You could probably find a section on the Via de la Plata that would work better. Just for example, try looking at Merida to Caceres, or Caceres to Galisteo.

The Camino Frances might be a better choice in many ways.
 
Camino(s) past & future
.
#7
We need more on which month of the year and how many in the group. Mid-summer in central Spain is exceptionally hard for anyone, let alone inexperienced hikers. And a big group is unlikely to find accommodation there over a succession of nights. Mozarabe and VdlP stages are going to be longer than 12-17km.
If the group is small enough and going later in the year, say October onwards, and the VdlP was in range, and if it turned out the group could walk more like 25km per day (which most young people can, even if they are not experienced hikers, but have decent footwear) then I'd say it's worth looking at Aldeanueva to Salamanca 4-5 days, staying at Fuenterroble for a significant camino experience and walking some of the transhumance route (admittedly animal migration rather than human, but possibly relevant..?)
 
Camino(s) past & future
none
#8
We need more on which month of the year and how many in the group. Mid-summer in central Spain is exceptionally hard for anyone, let alone inexperienced hikers. And a big group is unlikely to find accommodation there over a succession of nights. Mozarabe and VdlP stages are going to be longer than 12-17km.
If the group is small enough and going later in the year, say October onwards, and the VdlP was in range, and if it turned out the group could walk more like 25km per day (which most young people can, even if they are not experienced hikers, but have decent footwear) then I'd say it's worth looking at Aldeanueva to Salamanca 4-5 days, staying at Fuenterroble for a significant camino experience and walking some of the transhumance route (admittedly animal migration rather than human, but possibly relevant..?)

I'm sorry I forgot to mention this. The group will most likely be a total of 10. They will try to begin in late September, most likely around the 25th.
 
Camino(s) past & future
none
#9
If your group traveled north to the Camino Frances, there are more choices and services on this route. Pamplona to Longrono might be a good 5 day section with lot's of transportation options from/to each city. If you stay at Municipal Albergues they are the cheapest for your budget (5 Euros) and have the basics. Another 25 Euro/person will handle going out for breakfast (6), lunch (7) and dinner (12). You can trim expenses by having some picnic lunches along the way where you buy bread, meat and cheese and fruit at the supermarket and then again the same for dinners using the kitchen facilities in the Albergues to prepare some inexpensive meals for the group. The kitchens are all fairly well equipped with pots, pans, plates, with some silverware but some flexibility might be necessary depending on the size of your group and you will be sharing the kitchen with others so eating early or late may be the better choice so other smaller groups or individuals have a chance to make their dinner too. Maybe have each participant bring a "Spork" with them on the trip. There are occasional stories about groups that a poorly chaperoned...the leaders stay in a different facility or different floor and the students are thus Un-chaperoned...please be responsible for your group and make sure they understand the significance of this trip that their fellow pilgrims are trying to experience. Quiet time lights out (after 10 pm) and respect for others throughout the night should be enforced. Hope you have a great trip.
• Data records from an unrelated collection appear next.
Issue #246, opened 2015-11-14
Memoization can cause multiple records to share an attributes hash


eugeneius:
When memoization is enabled, the same coder hash is used to instantiate multiple objects when a record is fetched multiple times. The data is passed to `#init_with` [without being duplicated](https://github.com/Shopify/identity_cache/blob/v0.2.5/lib/identity_cache/query_api.rb#L93), which also just [assigns the hash directly](https://github.com/rails/rails/blob/v4.2.5/activerecord/lib/active_record/core.rb#L303).

Here's a test case demonstrating how this behaviour caused a bug in our application: https://gist.github.com/e644d420da97dfc0b920

The `title` attribute is assigned on one record, but not saved. This updates the value in the attributes hash, but doesn't write it to the database. When the record is fetched again, it gets the same attributes hash, including the updated `title` attribute. We try to update the attribute on this new record, but the new value is the same as the existing one and Active Record optimises away the update.

This problem was actually fixed by #242, as the attributes hash is now duplicated every time a record is created. However the bug is still present in the latest released version, v0.2.5.

Since the worst case here is pretty bad (lost updates!) it would be great to either publish a new release from master to get the fix in #242, or do a bugfix release just to address this issue.

camilo:
Sounds like #242 is on the latest release now.

eugeneius:
:+1: thanks for following up, @camilo.

Do you think it's worthwhile adding the test case I wrote above to prevent this from regressing?

camilo:
@eugeneius I think so yes, if you can turn it into a PR that'd be even better :)

eugeneius:
It turns out this wasn't totally fixed by https://github.com/Shopify/identity_cache/pull/242 :grimacing: 

I've opened https://github.com/Shopify/identity_cache/pull/267 to fix the remaining case where this bug can happen.

PR #267, opened 2016-04-03
Copy attributes hash before writing memoized cache

eugeneius:
These tests will fail if [the code that copies the attributes hash before instantiating the model](https://github.com/Shopify/identity_cache/blob/v0.3.1/lib/identity_cache/query_api.rb#L88) is removed.

Removing that code would cause multiple records to share an attributes hash when memoization is enabled, which would break dirty tracking. This was the case in versions before v0.3.0: https://github.com/Shopify/identity_cache/issues/246

### DIFF
--- a/CHANGELOG.md
+++ b/CHANGELOG.md
@@ -1,5 +1,9 @@
 # IdentityCache changelog
 
+#### Unreleased
+
+- Stop sharing the same attributes hash between the fetched record and the memoized cache, which could interfere with dirty tracking
+
 #### 0.3.1
 
 - Fix cache_index for non-id primary key
--- a/lib/identity_cache/query_api.rb
+++ b/lib/identity_cache/query_api.rb
@@ -164,7 +164,7 @@ module IdentityCache
       def coder_from_record(record) #:nodoc:
         unless record.nil?
           coder = {
-            attributes: record.attributes_before_type_cast,
+            attributes: record.attributes_before_type_cast.dup,
             class: record.class,
           }
           add_cached_associations_to_coder(record, coder)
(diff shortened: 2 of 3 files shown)


eugeneius:
It looks like this is actually still broken. ¯\\\_(ツ)_/¯

I'll try to figure out what's going on.

eugeneius:
Okay, I understand what's happening now.

When I originally wrote the test to demonstrate https://github.com/Shopify/identity_cache/issues/246, it looked like this:

```ruby
Item.fetch(item.id)
Item.fetch(item.id).title = "my title"
Item.fetch(item.id).update(title: "my title")
```

The first call to `fetch` is filling the cache so that the records returned from the other two calls share the same attributes hash and demonstrate the bug. As of https://github.com/Shopify/identity_cache/pull/242 that bug is fixed, as the attributes hash is now always copied before being used to instantiate a record.

When I was opening this pull request to add my test to catch regressions, several months had passed and I had forgotten the exact details of the problem. I removed the first `fetch` since it seemed unnecessary. This accidentally exposed a related but different bug: when the cache doesn't have an entry for a record, we fetch it from the database and write the result back to the cache. With memoization enabled, this would result in the attributes hash in the cache being shared with the record returned to the application. Updating the record would also change the cache entry, and fetching the record again could result in it being instantiated with dirty attributes that don't accurately reflect what's in the database.

The fix is similar to the previous one: copy the attributes hash before writing it back to the cache.

camilo:
thanks, this LGTM, @dylanahsmith / @rafaelfranca want :eyes: would be appreciated as well.

rafaelfranca:
:+1:

camilo:
@eugeneius mind updating the CHANGELOG ? I'll merge after, thanks!

eugeneius:
Done!

PR #271, opened 2016-04-26
Fix id mismatch check for string primary keys.

### LINKED ISSUE #270: Non-integer primary keys
If model uses non-integer primary key (UUID primary key for example) there is an id mismatch log entry like this:

```
[IdentityCache] (cache_backend) cache hit for IDC:6:blob:CustomerSession:16050426020716856423:caa8f134-0904-41dd-842d-8a574466a6a4
[IDC id mismatch] fetch_by_id_requested=caa8f134-0904-41dd-842d-8a574466a6a4 fetch_by_id_got=caa8f134-0904-41dd-842d-8a574466a6a4 
```

dylanahsmith:
@camilo 

Fixes #270

Coerce integers to strings rather than coercing string to integers for the mismatch check.


camilo:
👍 a regression test would be nice, but not 100% needed in this case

Thank you for your response. The leaders of the group will certainly help the group to understand the significance of the trip both for themselves and for other pilgrims. Cultural respect is highly important.
 
Camino(s) past & future
Nearly every year since 2006, often walking more than one route. 2018 was Camino #14
#10
I have a whole list but after my last Camino and experience with a group, my best advice is that they remember to be quiet at the albergues and not keep other weary pilgrims awake with loud talking etc. even in the early afternoons and evenings, pilgrims are resting. Just leave the noise at the bars.
 
Camino(s) past & future
none
#11
I have a whole list but after my last Camino and experience with a group, my best advice is that they remember to be quiet at the albergues and not keep other weary pilgrims awake with loud talking etc. even in the early afternoons and evenings, pilgrims are resting. Just leave the noise at the bars.
So true. The group will of course be respectful of the other pilgrims rest, and will be conscious of loud talking. Great advice. Any other advice is useful!
 
Camino(s) past & future
please see signature
#12
@Traveler1579 , kia ora (greetings)

I note those familiar with southern Spain are suggesting an inexperienced group may end in tears on those routes.

The suggestion of Pamplona to Logrono is excellent given the easy access by bus and/or train and infrastructure on the trail itself - more beds for your quite large group.

Having seen groups walking together and also encountered them at eating places, I suggest that your group walk in two, or threes at most, with advice to interact with other walkers en route, when in cafe etc and in the albergue. That way they are likely to gain more than being an impervious island of 10 and so be more acceptable to the likes of me and the wise @Anniesantiago .

Kia kaha tatou (all of you take care, be strong, get going)
 
Camino(s) past & future
none
#13
@Traveler1579 , kia ora (greetings)

I note those familiar with southern Spain are suggesting an inexperienced group may end in tears on those routes.

The suggestion of Pamplona to Logrono is excellent given the easy access by bus and/or train and infrastructure on the trail itself - more beds for your quite large group.

Having seen groups walking together and also encountered them at eating places, I suggest that your group walk in two, or threes at most, with advice to interact with other walkers en route, when in cafe etc and in the albergue. That way they are likely to gain more than being an impervious island of 10 and so be more acceptable to the likes of me and the wise @Anniesantiago .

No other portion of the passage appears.